#### Task brief
Exercise in exact copying. Transcribe every entry that follows, word for word.

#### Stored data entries
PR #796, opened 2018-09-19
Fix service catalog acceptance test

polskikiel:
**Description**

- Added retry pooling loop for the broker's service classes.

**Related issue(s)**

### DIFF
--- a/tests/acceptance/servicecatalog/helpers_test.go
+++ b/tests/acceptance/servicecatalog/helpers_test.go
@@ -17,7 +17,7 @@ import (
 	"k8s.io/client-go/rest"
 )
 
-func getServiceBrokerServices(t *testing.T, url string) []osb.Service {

#### Solution below
PR #796, opened 2018-09-19
Fix service catalog acceptance test

polskikiel:
**Description**

- Added retry pooling loop for the broker's service classes.

**Related issue(s)**

### DIFF
--- a/tests/acceptance/servicecatalog/helpers_test.go
+++ b/tests/acceptance/servicecatalog/helpers_test.go
@@ -17,7 +17,7 @@ import (
 	"k8s.io/client-go/rest"
 )
 
-func getServiceBrokerServices(t *testing.T, url string) []osb.Service {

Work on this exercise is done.